Your instructions:
How many lines of these entries include the string "vectorization"? State the number alone.

Collected data:

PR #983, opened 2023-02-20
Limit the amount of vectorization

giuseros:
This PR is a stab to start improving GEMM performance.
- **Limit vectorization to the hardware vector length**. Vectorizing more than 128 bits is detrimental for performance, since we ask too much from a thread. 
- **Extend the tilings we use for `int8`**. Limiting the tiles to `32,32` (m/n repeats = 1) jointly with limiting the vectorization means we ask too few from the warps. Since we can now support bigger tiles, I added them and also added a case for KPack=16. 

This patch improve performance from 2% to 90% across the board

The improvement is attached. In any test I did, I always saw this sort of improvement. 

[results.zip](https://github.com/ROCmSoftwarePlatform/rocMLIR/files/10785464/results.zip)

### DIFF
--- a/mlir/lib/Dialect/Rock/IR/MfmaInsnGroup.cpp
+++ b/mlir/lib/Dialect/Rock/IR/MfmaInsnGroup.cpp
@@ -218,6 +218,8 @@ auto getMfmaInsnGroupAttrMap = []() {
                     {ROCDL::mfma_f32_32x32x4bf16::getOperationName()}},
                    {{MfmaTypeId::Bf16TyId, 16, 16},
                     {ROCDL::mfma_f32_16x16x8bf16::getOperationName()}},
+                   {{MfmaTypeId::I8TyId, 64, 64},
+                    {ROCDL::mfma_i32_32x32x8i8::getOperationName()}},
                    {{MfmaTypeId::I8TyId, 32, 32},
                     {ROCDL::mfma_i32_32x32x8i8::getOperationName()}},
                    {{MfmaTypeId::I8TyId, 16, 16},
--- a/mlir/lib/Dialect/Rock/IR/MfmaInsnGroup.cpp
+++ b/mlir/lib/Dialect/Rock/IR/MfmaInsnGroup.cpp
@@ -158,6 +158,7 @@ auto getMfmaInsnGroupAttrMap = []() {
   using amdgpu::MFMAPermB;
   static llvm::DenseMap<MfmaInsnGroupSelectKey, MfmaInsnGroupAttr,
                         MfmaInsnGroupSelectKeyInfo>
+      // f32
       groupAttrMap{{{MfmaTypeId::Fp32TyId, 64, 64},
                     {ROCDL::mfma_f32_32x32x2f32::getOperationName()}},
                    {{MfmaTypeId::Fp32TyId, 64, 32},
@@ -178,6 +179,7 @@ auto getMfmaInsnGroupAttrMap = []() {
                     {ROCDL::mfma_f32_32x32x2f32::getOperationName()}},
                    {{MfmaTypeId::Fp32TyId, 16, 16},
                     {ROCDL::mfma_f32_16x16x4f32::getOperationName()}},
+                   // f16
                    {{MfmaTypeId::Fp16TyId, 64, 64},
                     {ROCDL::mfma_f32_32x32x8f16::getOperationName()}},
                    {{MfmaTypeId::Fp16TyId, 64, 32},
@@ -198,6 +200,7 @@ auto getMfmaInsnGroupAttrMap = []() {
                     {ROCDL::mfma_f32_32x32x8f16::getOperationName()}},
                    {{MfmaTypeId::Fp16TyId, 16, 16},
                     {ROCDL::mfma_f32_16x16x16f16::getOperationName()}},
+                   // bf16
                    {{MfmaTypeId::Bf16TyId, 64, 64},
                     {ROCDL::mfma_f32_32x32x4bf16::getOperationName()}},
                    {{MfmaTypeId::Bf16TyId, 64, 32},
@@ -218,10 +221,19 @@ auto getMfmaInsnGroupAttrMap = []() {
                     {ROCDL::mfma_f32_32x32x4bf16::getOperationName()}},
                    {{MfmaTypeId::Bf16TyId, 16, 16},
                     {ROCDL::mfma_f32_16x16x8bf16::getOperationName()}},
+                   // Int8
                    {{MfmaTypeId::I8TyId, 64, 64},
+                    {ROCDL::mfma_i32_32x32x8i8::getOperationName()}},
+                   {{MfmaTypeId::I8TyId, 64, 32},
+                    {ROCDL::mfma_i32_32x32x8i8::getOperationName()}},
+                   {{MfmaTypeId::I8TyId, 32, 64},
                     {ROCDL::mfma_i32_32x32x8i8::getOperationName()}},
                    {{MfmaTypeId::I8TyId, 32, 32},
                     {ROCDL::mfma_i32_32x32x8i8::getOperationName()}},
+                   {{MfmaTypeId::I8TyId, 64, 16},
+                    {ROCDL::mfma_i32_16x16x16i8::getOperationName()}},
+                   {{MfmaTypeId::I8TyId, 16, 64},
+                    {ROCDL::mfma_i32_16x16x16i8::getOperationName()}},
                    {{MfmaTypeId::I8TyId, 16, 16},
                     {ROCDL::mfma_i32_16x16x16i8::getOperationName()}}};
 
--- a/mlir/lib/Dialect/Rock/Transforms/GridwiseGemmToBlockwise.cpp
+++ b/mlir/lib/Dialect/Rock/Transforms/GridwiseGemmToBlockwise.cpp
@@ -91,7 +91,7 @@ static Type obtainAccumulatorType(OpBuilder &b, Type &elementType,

Task answer:
3